It’s difficult when a pet dies, but as photographers, we can choose to honor our loved ones with photos that will last forever. Here’s what I chose to photograph when my pet died.
We’ve been keeping grasshoppers for about six months now after I found out about a Korean study on the effects of pet insects on cognitive function among the elderly. We’d originally bought them for an elderly relative that was struggling with anxiety and depression through the lockdown period here in the UK. The study had shown that keeping crickets helped to lift the mood and give purpose to the elderly that were otherwise struggling with mental health or feeling lonely. However, they weren’t quite suitable for our relatives, so we ended up keeping them at my home.
It’s been six months now, and one of the last grasshoppers passed away during the second lockdown, and though some may quaff at the fact that it’s “just an insect,” the animal had still spent a significant amount of time with us, and it hurt. So, to honor the time we had with the hopper, I decided to cherish it through photography.
When the grasshopper died, nothing much changed about its appearance. Its color was dimmed, and it no longer moved, but other than that, the exoskeleton looked almost identical to when it was alive. So, I felt comfortable photographing the tiny little details on its body that I’d previously not been able to look at closely without it hopping away.
Face to Face
Though I’d spent hours looking at the hopper through the glass tank, I’d never really got a close look at its face. So I put on my Nikon 24mm f/2.8D, reversed it, and mounted a Yongnuo YN685 on a flash bracket with a homemade diffuser. With this technique, I was able to get extremely close to the hopper. I had such magnification that I was able to look into its eyes and capture the ommatidia (lenses) in its compound eye.
Lattice of Beauty
Using the same technique as before, I wanted to capture its wings. The grasshoppers, when I bought them from the pet shop, were small juveniles that grew over time. Animals with exoskeletons don’t grow like us vertebrates, they molt their external shell and grow in stages (aka instars). In their final growth instar, the hoppers become adults and turn into locusts where they have sexual organs and wings.

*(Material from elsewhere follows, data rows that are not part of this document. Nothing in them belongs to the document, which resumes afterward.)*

PR #393, opened 2026-02-13
Enhancement: Prevent incomplete awards from being submitted

### LINKED ISSUE #380: When adding an award either in player, park, kingdom, the Add button should be disabled initially
In any of the places you can add an award, it has the entry fields empty, you can press the **Add** button and immediately you get an error. 

Look into disabling this button initially and only enabling it at a minimum when required fields are filled.

Also see if the logic for displaying both an error, but success can be aligned. There can only be one! Highlander rules.

Image

Additionally, it looks like the error Is not cleared and so shows even if the next Add is successful.

baltinerdist:
## Summary
- Disables the **Add** button on award forms until all required fields are filled (award selection, recipient, given-by)
- Fixes bug where both error and success messages could display simultaneously after submission ("Highlander" bug)
- Adds missing `break` in Admin controller validation preventing fall-through to API call on error

## Details
Addresses all three issues raised in #380:

**1. Add button disabled by default** — At kingdom/park level (`Award_addawards.tpl`) and admin player level (`Admin_player.tpl`), the submit button starts disabled and enables via `checkRequiredFields()` JS validation when the required fields have values.

**2. Error/success mutual exclusivity** — In `controller.Award.php`, moved result handling inside the validation-passed block so `handle_success()` is never called when validation fails. In `controller.Admin.php`, added a guard (`strlen($this->data['Error']) == 0`) around the result handler to prevent setting success when an error already exists.

**3. Missing break on GivenBy validation** — `controller.Admin.php` was missing a `break` after the "Who gave this award?" error, causing it to fall through and call `add_player_award()` anyway.

## Files Changed
- `orkui/controller/controller.Award.php` — Fix error/success mutual exclusivity
- `orkui/controller/controller.Admin.php` — Add missing `break`, guard dual messages
- `orkui/template/default/Award_addawards.tpl` — Disable button + JS validation
- `orkui/template/default/Admin_player.tpl` — Disable button + JS validation

## Test plan
- [ ] Navigate to kingdom add-award page — confirm Add button is disabled until Award, GivenTo, and GivenBy are selected
- [ ] Navigate to park add-award page — same verification
- [ ] Navigate to Admin > Player — confirm Add button disabled until Award and GivenBy are selected
- [ ] Submit with valid data — only success message appears
- [ ] Trigger a backend error — only error message appears (no success alongside)

Closes #380

### DIFF
--- a/orkui/controller/controller.Award.php
+++ b/orkui/controller/controller.Award.php
@@ -99,11 +99,12 @@ class Controller_Award extends Controller
 	}
 	private function add_award()
 	{
+		$isOfficer = $this->request->Award_addawards->awardtype === 'officers';
 		return $this->Player->add_player_award(array(
 			'Token' => $this->session->token,
 			'RecipientId' => $this->request->Award_addawards->MundaneId,
 			'KingdomAwardId' => $this->request->Award_addawards->AwardId,
-			'Rank' => $this->request->Award_addawards->Rank,
+			'Rank' => $isOfficer ? null : $this->request->Award_addawards->Rank,
 			'Date' => $this->request->Award_addawards->Date,
 			'GivenById' => $this->request->Award_addawards->GivenById,
 			'Note' => $this->request->Award_addawards->Note,
--- a/orkui/template/default/Award_addawards.tpl
+++ b/orkui/template/default/Award_addawards.tpl
@@ -27,6 +27,7 @@
 			if($(this).val() == 'officers'){
 				$( '#AwardNameField' ).hide();
 				$( '#AwardRankField' ).hide();
+				$( '#Rank' ).val('');
 			}else{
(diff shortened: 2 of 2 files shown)


baltinerdist:
Fixed in the latest commit by stripping the rank on two levels:

- **Frontend** (`Award_addawards.tpl`): When the user switches to the Officers radio button, the Rank field is now cleared (`$('#Rank').val('')`) in addition to being hidden. This prevents a previously-entered rank value from lingering in the hidden field and being submitted.

- **Backend** (`controller.Award.php`): `add_award()` now checks the submitted `awardtype` value and passes `null` for Rank when it's `'officers'`, so any rank data is stripped server-side as a second line of defense even if the UI is bypassed.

It was difficult to capture this photographically because of the inherently shallow depth of field that comes with macrophotography. So, I set an aperture of f/11 on the reversed lens, then set about shooting the wing straight-on so that it was flat towards the lens, thereby maximizing the sharpness of the wing against the depth of field. I rocked back and forth to manually focus and waited until the wing was sharp before firing off one or two shots at a time.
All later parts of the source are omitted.